Humans detect and process information arriving through a number of different channels. After light signals (vision), sound and hearing may contribute most heavily to one's perception of one's environment. The human auditory system is remarkably discriminating, and though it often fares poorly in comparisons with lower animals, people can detect subtle cues in an audio signal and use them to make inferences about their surroundings, even when those surroundings cannot be seen. The detection and inference occur largely subconsciously, so a carefully-prepared audio program can provide an extremely compelling and visceral experience for a listener.
Virtual reality and game applications can be greatly enhanced by an accurate audio rendering of a simulated environment. Unfortunately, producing a high-resolution, multi-channel audio stream that models the interaction of sounds from various sources with surfaces, spaces and objects in the simulated environment can be as computationally expensive as producing a sequence of high-resolution visual images of the same environment. Techniques for producing convincing audio effects with fewer calculations may be of value in this area.
FIG. 2 shows a canonical feedback-delay network (“FDN”) that can be used to add synthetic reverberation effects to an input signal 110. When signal 110 enters the network, a scaler (amplifier or attenuator) 170 passes a “dry” version of the signal through to the output mixer 260. Several additional scaled versions of input signal 110 are produced by input scalers 220, and these signals enter a plurality of delay lines 230, 233, 236. Each delay line delays the signal entering it by a predetermined period. The signals leaving the delay lines may be further amplified or attenuated by output scalers 250, and the signals are mixed with the dry signal from scaler 170 to produce a single-channel output signal 270. The outputs of the delay lines are also fed back through feedback matrix 240 and mixed with the scaled delay line inputs.
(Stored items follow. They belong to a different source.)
PR #129, opened 2025-01-13
stats: collect stats on record views and file downloads.

psaiz:


cernopendata/config.py
```diff
@@ -133,6 +137,66 @@
...
+STATS_QUERIES = {
+    "record-view": {
+        "cls": TermsQuery,
+        "permission_factory": None,
+        "params": {
+            "index": "stats-record-view",
+            "doc_type": "record-view-day-aggregation",
+            "copy_fields": {
+                "recid": "recid",
+                "parent_recid": "parent_recid",
```
zzacharo, line 153: I don't think you have a `parent_recid` no?

cernopendata/config.py
```diff
@@ -133,6 +137,66 @@
 # Celery
 CELERY_ACCEPT_CONTENT = ["json", "msgpack", "yaml"]
 
+STATS_EVENTS = EVENTS_CONFIG
+
+STATS_AGGREGATIONS = AGGREGATIONS_CONFIG
+
+STATS_QUERIES = {
```
zzacharo, line 144: I think you miss the `params.index_interval`. Does it make sense to already move it to yearly?

cernopendata/config.py
psaiz: Thanks, removed

cernopendata/config.py
psaiz: Thanks, I'll put it

zzacharo (approved):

The individual delay lines produce discrete echoes of the input signal, each echo delayed by the length of the corresponding delay line. The feedback matrix mixes the variously-delayed output signals; matrix coefficients and scaling values are chosen so that the output signal 260 includes exponentially-decaying colored noise to simulate secondary, tertiary and subsequent echoes from objects in the environment that do not produce a specific, identifiable primary echo.
FIG. 3 shows a sample time-intensity plot of the impulse response of a FDN. At t=0, an impulse or “slap” is sent into the network; peak 310 is the dry signal response. Then, during time period 320, peaks 322, 325 and 328 correspond to discrete echoes of the slap from the delay lines. Finally, during period 330, feedback through the feedback matrix creates an exponentially-decaying “tail” simulated reverberation 335.
The feedback-delay network shown in FIG. 2 can produce an adequate synthetic reverberation effect, but it only produces a single channel, and is fairly computationally expensive. Furthermore, if multiple output channels are desired (for example, to drive stereo or modern multi-channel sound systems), multiple single-channel FDNs may be operated, or a modified FDN like that shown in FIG. 4 may be used. The computational expense is increased by passing the scaled, delayed outputs through an output matrix 460. Also, if the number of output channels is different from the number of delay lines, the output matrix is not square, so efficient matrix multiplication algorithms cannot be used.
An alternate arrangement that can produce multi-channel synthetic reverberation effects with fewer calculations may be of value.